Nicknamed the blue island because of the hydrangeas that bloom there all summer long (as they do everywhere in the Azores, you might say), Faial is known to sailors all over the world.

The Azores' port of call is located here, in the port of Horta, which has welcomed all the long-distance travellers the sea has to offer. Soloists at odds with the land, offshore racing skippers, sporty holiday crews, exhausted crew members blessing the land finally found again, record breakers and dream makers, all those who have one day crossed the Atlantic under sail have known the mythical stopover of Faial. The port of Horta is a daily witness to these exploits, big and small, and all languages are spoken there, with eyebrows bleached with the same salt. On the pontoons, small fragile hulls and sophisticated couriers rub shoulders without apparent jealousy.

In Faial, the sailors leave their mark in the form of a painting on the port of Horta. It is sometimes the simple name of a boat with a date, sometimes a real fresco that the wind and the sea spray will erase, without the newcomers ever being discouraged to take their turn to take brushes and colours to put, next to a testimony a little faded by time, their own graffiti.

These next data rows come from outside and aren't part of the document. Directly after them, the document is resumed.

PR #152, opened 2016-02-16
Support parameters definitions in path level

rafaelcaricio:
OpenAPI Specification allow [parameters definitions in path level](http://swagger.io/specification/#pathItemObject) of the API specification, but connexion did not support that. This PR adds support for that in Connexion.

### Additional changes
More clear error message when there is no parameter defined for a endpoint and the function expects an argument. Before user was just seeing a `TypeError` and it was very obscure to identify what was going on underneath.

Related to #48

### DIFF
--- a/connexion/api.py
+++ b/connexion/api.py
@@ -102,7 +102,7 @@ class Api:
         if auth_all_paths:
             self.add_auth_on_not_found()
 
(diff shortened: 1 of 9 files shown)


jmcs:
Can you fix the flake8 error?

rafaelcaricio:
@jmcs Done. :+1:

One may decide to sit at a café terrace, watching the boats of those who have been at the end of their dreams in the well-tuned ballet come and go.

To put it plainly: Horta, the most attractive city in the Azores, should be a priority on any trip to the archipelago.

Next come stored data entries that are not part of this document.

PR #881, opened 2019-02-18
fix strict_validation debug log variable

sherzberg:
The log message for `strict_validation` uses the incorrect variable in the log format. This PR fixes that.


jmcs:
👍

PR #885, opened 2019-02-24
Forward options to the AioHTTP app.

marcofavorito:

 - The `**options` arguments the [`AioHttpApp.run`](https://github.com/zalando/connexion/blob/master/connexion/apps/aiohttp_app.py#L71) method are not forwarded to the [`run_app`](https://github.com/zalando/connexion/blob/master/connexion/apps/aiohttp_app.py#L93) method of the `aiohttp` framework. It is analogous to what is done here: https://github.com/zalando/connexion/blob/master/connexion/apps/flask_app.py#L93, but for the `flask` framework.

### DIFF
--- a/connexion/apps/aiohttp_app.py
+++ b/connexion/apps/aiohttp_app.py
@@ -87,7 +87,7 @@ class AioHttpApp(AbstractApp):
 
             access_log = options.get('access_log')
 
-            if options.get('use_default_access_log'):
+            if options.pop('use_default_access_log'):
                 access_log = logger
 
             web.run_app(self.app, port=self.port, host=self.host, access_log=access_log, **options)
--- a/connexion/apps/aiohttp_app.py
+++ b/connexion/apps/aiohttp_app.py
@@ -87,7 +87,7 @@ class AioHttpApp(AbstractApp):
 
             access_log = options.get('access_log')
 
-            if options.pop('use_default_access_log'):
+            if options.pop('use_default_access_log', None):
                 access_log = logger
 
             web.run_app(self.app, port=self.port, host=self.host, access_log=access_log, **options)
--- a/connexion/apps/aiohttp_app.py
+++ b/connexion/apps/aiohttp_app.py
@@ -90,6 +90,6 @@ class AioHttpApp(AbstractApp):
             if options.get('use_default_access_log'):
                 access_log = logger
 
-            web.run_app(self.app, port=self.port, host=self.host, access_log=access_log)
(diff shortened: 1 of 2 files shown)


connexion/apps/aiohttp_app.py
```diff
@@ -90,6 +90,6 @@ def run(self, port=None, server=None, debug=None, host=None, **options):
             if options.get('use_default_access_log'):
```
dtkav: I'm not sure what the rationale was to manage these explicitly, but it seems like we should do one, or the other, not both.

cognifloyd: git history shows that this was part of the very first commit that added aiohttp: 5ce51450fe21927673727d1284a110342f499075

So, nothing enlightening to add there. It is a little odd...

tests/aiohttp/test_aiohttp_app.py
```diff
@@ -26,7 +26,7 @@ def test_app_run(web_run_app_mock, aiohttp_api_spec_dir):
     app.run(use_default_access_log=True)
     logger = logging.getLogger('connexion.aiohttp_app')
     assert web_run_app_mock.call_args_list == [
-        mock.call(app.app, port=5001, host='0.0.0.0', access_log=logger)
+        mock.call(app.app, port=5001, host='0.0.0.0', access_log=logger, use_default_access_log=True)
```
cognifloyd: Why is this change needed here? Isn't the **options sufficient in aiohttp_app? or do tests break without this?

connexion/apps/aiohttp_app.py
cognifloyd:
```suggestion
            if options.pop('use_default_access_log'):
```
This is a connexion-specific option, so we should pop it here and not pass it on the aiohttp.

tests/aiohttp/test_aiohttp_app.py
cognifloyd: I see the error. See my other comment for how I would prefer to make the tests pass.

marcofavorito:
@cognifloyd thanks for your comments. I updated my PR as discussed.

Do you have a list of contributors? Can I add my name? What is your policy on that?

cognifloyd:
I do not see a contributors doc. :) Now for someone at Zalando to hit the merge button...

@hjacobs? @jmcs? This one is a simple but helpful fix. Please merge.

hjacobs:
:+1:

History. Discovered by Portuguese sailors, it was first called Ilha São Luis but owes its definitive name to the beech trees (faia or faya) that cover the slopes of the caldera. In fact, the island already appears on ancient maps, under the name of Insula de Ventura. According to legend, the first inhabitant of Faial was a hermit.

Later, a wealthy Fleming, Josse Van Huerter, landed with fifteen settlers in search of silver and tin. To no avail. Yet the beauty of the island and its fertility enthused him. In 1468, through the Duchess of Burgundy, daughter of John of Portugal, he obtained the title of captain-grantee. He then brought in fellow Flemish compatriots, who founded the only non-coastal town on the island: Flamengos.

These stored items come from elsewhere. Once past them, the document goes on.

PR #894, opened 2019-03-05
fixes basic auth example doc; adds apikey example

sherzberg:
Fixes a documentation link issue. The basic auth example link was under the api key example docs. This PR also implements an example for apiKey security scheme.

One question though (there are TODOs in the code I would like to update), the Connexion docs state that the `x-apikeyInfoFunc` method takes two parameters, `apikey` and `required scopes`. In testing, the required scopes are always None, and after looking at the openapi spec (https://swagger.io/docs/specification/authentication/#scopes) it appears that scopes are not used for the api key scheme.

Should the `x-apikeyInfoFunc` method not take in a `required_scopes` arg?

### DIFF
--- a/docs/security.rst
+++ b/docs/security.rst
@@ -58,6 +58,8 @@ taken from there, otherwise it's None. This allows authorizing individual
 operations with oauth scope while using basic authentication for
 authentication.
 
+You can find a `minimal Basic Auth example application`_ in Connexion's "examples" folder.
+
 ApiKey Authentication
 ---------------------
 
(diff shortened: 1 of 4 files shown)


sherzberg:
I see in the Connexion code where the required scopes are gathered (https://github.com/zalando/connexion/blob/2.2.0/connexion/operations/secure.py#L93) and I assume this is to match the openapi spec (so only gather the required scopes if the scheme is oauth2). I will remove the TODOs.

dtkav:
Thanks for adding this example!

jmcs:
:+1:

Despite the terrible volcanic eruption of 1672-1673 (Cabeço do Fogo and Pincarito), the island developed little by little thanks to agriculture and the export of woad, a plant used in dyeing. From the 18th century onwards, the boom in whaling contributed greatly to the prosperity of Faial, before being relayed by the export of oranges, considered at the time to be an exotic fruit. But the sudden diseases that ravaged plantations in the 19th century would soon be accompanied by a major economic crisis.

Faial's central location in the Atlantic assured it a strategic position, which contributed not only to the development of transatlantic trade relations (oranges, whales...), but also to the first steps of aviation: the first plane that crossed the Atlantic passed through Horta in 1919.

In 1957, a violent underwater volcanic eruption finally formed, with plumes of smoke and rock bursts, an island in the far west of the island - the Ponta dos Capelinhos - and seismic disturbances lasted almost a year. This was followed by a major emigration movement. The new formation eventually joined with the coast, and since then, erosion has been eroding this imposing mass of ash and rock. Forty years later, in 1998, a new earthquake registered at 6.8 on the Richter scale also caused considerable damage; many churches were then damaged.

Today, Faial's economy is based on agriculture, animal husbandry, fishing, trade and of course tourism, which makes this island so cosmopolitan. During the first fortnight of August, the permanent festivities, largely dedicated to the sea, make the decibels howl; some even consider the town of Horta a little (too) noisy.